## Introduction

This simple note reviews the importance sampling. This discussion is adapted from here and here.

## Importance sampling

Suppose we have a random variable $X$ with density $\pi(x)$ and we wish to estimate its moments of the form, \begin{align} \bE_\pi(f(X)) = \int f(x) \pi(x) dx \end{align} Suppose also that, drawing samples from this density is impossible. In importance sampling, our aim is to use some another tractable density, say $q(x)$, to estimate the expectations of a target density $\pi(x)$.

We assume that, we can draw samples from $q(x)$ easily. Then, to estimate the expectations of $\pi$, we use the following trick, \begin{align*} \bE_\pi(f(X)) &= \int f(x) \pi(x) dx \\ &=\int f(x) \frac{\pi(x)}{q(x)} q(x) dx \end{align*} For theoretical issues, we assume some absolute continuity properties. Also, note that, $q(x)$ should capture the support of $\pi(x)$. We put, \begin{align*} W(x) = \frac{\pi(x)}{q(x)} \end{align*} $W(x)$ is called weight function. Therefore, we write, \begin{align*} \bE_\pi(f(X)) &= \int f(x) \frac{\pi(x)}{q(x)} q(x) dx \\ &= \bE_q( f(X) W(X)) \end{align*} Say, we have $N$ samples $\{x^{(i)}\}_{i=1}^N$ such that $x^{(i)} \sim q(x)$. Then, we can estimate the expectation as follows, \begin{align*} \bE_q( f(X) W(X)) \approx \frac{1}{N} \sum_{i=1}^N f(x^{(i)}) W(x^{(i)}) \end{align*}

## Application to Bayesian statistics

In Bayesian statistics, a problem of interest is to estimate the normalizing constant of some unnormalized probability distribution. Importance sampling is useful for this purpose.

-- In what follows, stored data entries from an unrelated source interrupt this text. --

Issue #3543, opened 2026-06-11
[Parent #3508] Serpentine length-matching gaps: no legal space on USB3 escapes; exact-tolerance rounding (0.501 vs 0.500)


rjwalters:
## Context (measured: board 06 seed-42 run-4, 2026-06-11)

Two serpentine defects observed on shadow-constructed pairs:

1. **No legal serpentine space**: USB3_RX1 (skew 4.457 mm) and USB3_RX2 (4.580 mm) — `create_serpentine` (now grid-validated per #3508) rejects every candidate segment on the dense BGA-49 escape, so the pairs ship with ~9x-over-tolerance skew. Options: serpentine on a different segment of the route (currently only the longest/best segment is tried), amplitude reduction with more periods, or length-absorbing detours during shadow construction itself (extend the SHORTER side's path while building it, when the guide/shadow length delta is already known).
2. **Exact-tolerance rounding**: PCIE_RX serpentine targeted delta == max_delta (0.500 mm) and the artifact measured 0.501 mm -> `diffpair_length_skew` fired at +0.001 mm. Target ~90% of `max_length_delta` instead of 100%.

## Acceptance

- [ ] Serpentine targets <= 0.9 * max_length_delta (unit test with the PCIE_RX geometry)
- [ ] Serpentine falls back to alternative segments / smaller amplitude when the grid check rejects the primary candidate (unit test)
- [ ] Board 06 seed-42 re-route with shadow enabled: no `diffpair_length_skew` on pairs the constructor claims

## Refs

Parent #3508 (decomposition).

rjwalters:
Bounded part (exact-tolerance 0.501-vs-0.500 rounding + epsilon skew gate) landed in PR #3669 (Refs). Remaining 'no legal serpentine space on USB3 escapes' is coupled-convergence work — rolled up under epic #3672. Blocked on that.

rjwalters:
Bounded part (exact-tolerance rounding + epsilon skew gate) shipped in PR #3669. Remaining USB3-escape serpentine-space work is owned by epic #3672. Closing; tracked there.

PR #3669, opened 2026-06-13
fix(router): bank serpentine length-match headroom + epsilon skew-DRC at tolerance

rjwalters:
## Summary

Addresses the **bounded** half of issue #3543: the exact-tolerance rounding defect (`0.501` vs `0.500`) on length-matched diff pairs. Two complementary root causes:

1. **Tuner over-targets (the source of the 0.501 mm artifact).** `tune_diff_pair_skew` aimed the trombone at the partner's *exact* length (100% gap closure). Because loop length is quantized (45deg doglegs, integer loop counts), the artifact routinely overshot the partner by a fraction of a loop, landing the measured skew at 0.501 mm against a 0.500 mm budget. The tuner now deliberately under-targets by `0.9 * tolerance` (`SERPENTINE_TARGET_HEADROOM_FRACTION`), banking ~0.45 mm of headroom (at the 0.5 mm default) so a quantization overshoot stays comfortably in-bounds while the residual ~0.45 mm skew is itself still within tolerance. This is the issue's "Target ~90% of `max_length_delta` instead of 100%" guidance.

Suppose we have, \begin{align} \pi(x) = \frac{1}{Z} \varphi(x) \end{align} then, $Z = \int \varphi(x) dx$. Suppose again, we wish to estimate the expectations of the form $\bE_\pi(f(X))$. Hence, \begin{align*} \bE_\pi(f(X)) &= \frac{1}{Z} \int f(x) \varphi(x) dx \\ &= \frac{1}{Z} \int f(x) \frac{\varphi(x)}{q(x)} q(x) dx \\ &= \frac{1}{Z} \bE_q(f(X) W(X)) \end{align*} We can also apply this trick for $Z$, \begin{align*} Z &= \int \varphi(x) dx \\ & = \int \frac{\varphi(x)}{q(x)} q(x) dx \\ & = \bE_q (W(X)) \end{align*} Then the expectation $\bE_\pi(f(X))$ becomes, \begin{align} \bE_\pi(f(X)) = \frac{\bE_q(f(X) W(X))}{\bE_q (W(X))} \end{align} Since we can draw $N$ samples $\{x^{(i)}\}_{i=1}^N$ such that $x^{(i)} \sim q(x)$, we can also estimate this expectation as, \begin{align} \bE_\pi(f(X)) &\approx \frac{\frac{1}{N} \sum_{i=1}^N f(x^{(i)}) W(x^{(i)})}{\frac{1}{N} \sum_{j=1}^N W(x^{(j)})} \\ & = \frac{\sum_{i=1}^N f(x^{(i)}) W(x^{(i)})}{\sum_{j=1}^N W(x^{(j)})} \nonumber \end{align} The notion of normalised weights is heavily used in the literature. We noted that, $W(x)$ is called as weight function, however in this particular sense, it is called unnormalised weights. To normalise it, we do the following, \begin{align} \bE_\pi(f(X)) &\approx \frac{f(x^{(1)}) W(x^{(1)}) + f(x^{(2)}) W(x^{(2)}) + \cdots + f(x^{(N)}) W(x^{(N)})}{\sum_{j=1}^N W(x^{(j)})} \nonumber \\ &= f(x^{(1)}) \frac{W(x^{(1)})}{\sum_{j=1}^N W(x^{(j)})} + f(x^{(2)}) \frac{W(x^{(2)})}{\sum_{j=1}^N W(x^{(j)})} + \cdots \nonumber \\ &+ f(x^{(N)}) \frac{W(x^{(N)})}{\sum_{j=1}^N W(x^{(j)})} \end{align} We put, \begin{align*} w^{(i)} = \frac{W(x^{(i)})}{\sum_{j=1}^N W(x^{(j)})} \end{align*} then the estimate of the expectation becomes, \begin{align} \bE_\pi(f(X)) &\approx \sum_{i = 1}^N w^{(i)} f(x^{(i)}) \end{align} here $w^{(i)}$ is called as normalised importance weights.